» **What this task involves**: For the entries presented below, indicate the number of lines that include the word "Folders", adding nothing else.

#### Supplied data ####

PR #6025, opened 2024-12-22
Launcher Folders

HorBro38:
This adds the following:

- Support for folders in the launcher for Projects, Libraries and Templates.  Folders only appear to the user if they have libraries or templates, by default they will not appear.
- Adds a new project type, "Libraries".  Uses the same JSON file method as Templates.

####

» **Reply**: 2